Resilient infrastructure planning and supply chain of critical resources
The proliferation of extreme weather events, geopolitical disturbances, and other supply chain disruptions motivates the need to enhance the security and resilience of critical food, energy, and public health infrastructures. Designing a resilience metric requires accurate system models that account for various high-impact rare disruptions and multiple economic and societal objectives, including operating cost, carbon footprint, recovery time, and fraction of unserved customers. However, existing methodologies do not simultaneously consider multiple objectives and extreme events, and they are inaccurate in anticipating disruptions. In this project, we bridge these gaps by (a) modeling the resilience of a supply chain or critical infrastructure using distributionally robust multi-objective, multi-stage stochastic optimization, (b) designing scalable algorithms for approximating the efficient frontier of resilience versus system cost, and (c) using machine learning to model and anticipate the onset of disruptive events based on joint observations of uncertain parameters and covariates. Specifically, the project investigates infrastructure planning and supply chain optimization for agrochemical raw materials, critical minerals, and vaccine distribution and delivery.

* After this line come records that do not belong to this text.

PR #11054, opened 2020-12-19
Update daily.cron/bigbluebutton - delete recordings which were deleted by API older than N days

emadbagheri96:
delete recordings which were deleted by API older than N days

### DIFF
--- a/bigbluebutton-config/cron.daily/bigbluebutton
+++ b/bigbluebutton-config/cron.daily/bigbluebutton
@@ -29,6 +29,11 @@ published_days=14
 log_history=28
 
 #
+# Delete recordings deleted by API older than N days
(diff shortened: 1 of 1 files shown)


kepstin:
I was under the impression that only the `metadata.xml` file was preserved in the `deleted` directory, not the entire recording, so this doesn't seem necessary to free up disk space usage?

That said, this is still useful to improve response time for `getRecordings` requests with a lot of deleted recordings. It should probably have a longer timer than `history` (only 5 days…) - maybe use `unrecorded_history` (14 days) instead.

Note that we have plans to move recording metadata storage to a database in an upcoming BBB version, but this would still be applicable for 2.4 at least.

PR #11098, opened 2021-01-02
Restore swapped windows for polling

### LINKED ISSUE #11097: Publishing survey results when a presentation is hidden - 2.3 alpha4
Publishing a survey results on a presentation appears in a huge font size, and overlapping lines

1. Start a meeting with 1 student and 1 teacher
2. minimize  presentation on student
3. Start a poll and publish results 
4. on student maximize presentation
5.  this is what you get (tested on https://test23.bigbluebutton.org)
image

**Expected behavior**
In publishing results on a presentation there are also other unsolved problems mainly in RTL languages.
  In fact, in my opinion, it is possible to give up publishing the results on the presentation And leave only on the chat.

hiroshisuga:
### What does this PR do?

Restores window swap in order to correctly display the poll results when students minimize the presentation window.

### Closes Issue(s)

closes #11097 (but not the final solution...)

### Motivation

To show just an idea of fixing #11097 .

### More

With the minimized presentation window, BBB gets zero values for keySizes, voteSizes, and percSizes in the whiteboard-annotations-poll-compoment.jsx, which would otherwise be retrieved from the presentation window. I tried to fix it but in the end found that restoring the presentation window is much easier.

When the students minimize the presentation window after the polling window appears, this fix fails. It also fails when the moderator does the same (I assume the moderator wouldn't do it...).

For the comment from @Jossef-767 "it is possible to give up publishing the results on the presentation And leave only on the chat", I personally prefer it left in the presentation window. Good students usually keep opening the presentation, while the chat window closed ;-)

### DIFF
--- a/bigbluebutton-html5/imports/ui/components/polling/component.jsx
+++ b/bigbluebutton-html5/imports/ui/components/polling/component.jsx
@@ -7,6 +7,10 @@ import cx from 'classnames';
 import { styles } from './styles.scss';
 import AudioService from '/imports/ui/components/audio/service';
 import {Meteor} from "meteor/meteor";
+import MediaService, {
+  getSwapLayout,
+  shouldEnableSwapLayout,
+} from '../media/service';
 
 const intlMessages = defineMessages({
   pollingTitleLabel: {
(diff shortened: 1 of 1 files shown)


antobinary:
Thank you for your pull request!
#11097 is now resolved via #11097. @KDSBrowne explained why a simple swap cannot reliably address the issue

AI-enhanced fault detection and diagnosis for online monitoring and control of manufacturing processes (NSF TI: 2331080, OCAST: AR24-069)
Process monitoring is critical in modern manufacturing to ensure process safety, maintain product quality, and improve process efficiency and operability. However, existing techniques for distillation monitoring are inadequate because (a) fault scenarios in distillation systems are complex, (b) sensors continuously produce massive arrays of big data streams that are often nonparametric and heterogeneous, and (c) there is an intrinsic trade-off between fault detection time and diagnostic accuracy. To address these challenges, in this project, we propose a novel online monitoring paradigm named “FARM” for fast, accurate, and robust online fault detection and diagnosis that outperforms state-of-the-art algorithms. FARM is a holistic monitoring paradigm that introduces and integrates (a) multivariate statistical process control for fast anomaly detection of nonparametric, heterogeneous data streams, (b) continuous-time reservoir computing network for accuate and robust fault diagnosis of irregular time series, and (c) soft sensing with minimal redundancy for extracting useful process knowledge from first principles (e.g., mass and energy balances). FARM’s unique hierarchical architecture successfully bypasses the intrinsic trade-off between fault detection speed and accuracy that is present in existing process monitoring algorithms, while maintaining any user-specified false alarm rate.